24 March 2023


A paw-some duo has been helping workers detect – and protect – endangered wildlife as they construct a new multi-million-pound water main network. 


Hetty and Rex have been sniffing out water voles along a 90-kilometre section of the Anglian Water’s new network, spanning Lincolnshire, Cambridgeshire and Norfolk.  


Tiny water voles inspired Ratty, one of the best-loved characters from The Wind In The Willows. 


But in real life, they came close to vanishing forever – their numbers dropped by 95 per cent between 1939 and 1998 and they are still listed as endangered. 


For that reason, Anglian Water has teamed up with Conservation K9 Consultancy, who train wildlife detection dogs, to make sure their work doesn’t harm the cute creatures. 


Highly trained, and accompanied by their handlers Louise Wilson and Willow West, when Hetty, a cocker spaniel, and cocker spaniel labrador cross Rex, detect water vole habitat they sit down. 


Ecologist Andrew Weston, from the team delivering the new water main grid, said: “Maintaining good-quality habitat is key to ensuring water voles thrive. 


“Hetty and Rex are the ‘Sherlock Bones’ duo of our team. Their exceptional sense of smell helps our team of ecologists to detect water voles, or to rule out the presence of the animals, before we start any of our pipelaying work. Where we do find them, we’ll take steps to make sure our work doesn’t harm them.  


“As well as delivering a much-needed network of water pipelines, we’re committed to maintaining rich, diverse, environmentally-friendly landscapes in the areas we work, and in doing so helping water voles – and all other animals – to thrive across our region.” 


Water voles are often mistaken for rats but there are distinctive differences. The water vole has a rounded muzzle and ears mostly hidden in the fur while rats have pointed faces, obvious ears, and large eyes and a long, hairless tail.  


They were once common across the UK but have vanished from many locations due to the loss of their natural habit and the introduction of American mink, which prey on water voles. 


Both Hetty, seven and Rex, two, are rescue dogs. 


Louise, who is also the founder of Conservation K9 Consultancy, said a dog’s sense of smell is at least 100,000 times more sensitive than a human. 


She said: “The use of dogs to help with conservation is more common in other parts of world than in the UK - but when it comes to detecting animals, dogs are quicker than humans and have less impact on the environment. 


“We train Hetty and Rex, and all our other dogs, to detect wildlife in the same way the police dogs are trained to detect bombs and drugs, allowing organisations like Anglian Water to protect wildlife, ecology and biodiversity.”  


The water company’s new water main network – hundreds of kilometres of underground, interconnecting pipelines, stretching from North Lincolnshire to Essex – will move water from wetter to drier areas of the region.  


Without it, parts of the east of England could run dry by 2030.  


But Anglian Water are also committed to leaving a long-lasting green and social legacy along the route of the new grid.  

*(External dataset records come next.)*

PR #312, opened 2025-04-16
Commented out tests with non-compliant files

### LINKED ISSUE #310: Test files are not SBOL compliant

fxbuson:
Since converter test files are not compliant (see issue #310) and there could be various reasons for non-compliance, I discussed with @PrashantVaidyanathan, @cjmyers and @jakebeal and found best to keep the files, but handle the conversion of them later.

For the efforts during Harmony 2025 we will only try to achieve conversions involving compliant SBOL2 files (taken from SBOL Test Suite or generated with pySBOL2)

Test files should be validated at https://validator.sbolstandard.org/ before being commited

### DIFF
--- a/test/test_sbol2_sbol3_direct.py
+++ b/test/test_sbol2_sbol3_direct.py
@@ -15,6 +15,9 @@ TEST_FILES = Path(__file__).parent / 'test_files'
 class TestDirectSBOL2SBOL3Conversion(unittest.TestCase):
 
     # TODO: turn on validation
+
+    # J23101.xml is not SBOL compliant. Leaving conversions involving it for after the compliant converter is done
+    '''
     def test_3to2_conversion(self):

The water company has donated 2,000 books to 11 primary schools along the pipeline route, built special 'navigation' fences to help bats, placed dozens of boxes for barn owls and donated a life-saving defibrillator.  

James Cowley, who is overseeing the construction of the new network between Peterborough and Downham Market, said last summer’s unprecedented heatwave highlighted the need for the water company’s work: "The east of England is one of the driest regions in the UK and has a rapidly growing population, which is why we've spent many years developing and now implementing our plans to combat water shortages and increase resilience.   


“Simply put, without the new water main grid, demand for water could outstrip supply in parts of the east of England as soon as 2030.  


“The importance of our work really cannot be underestimated.”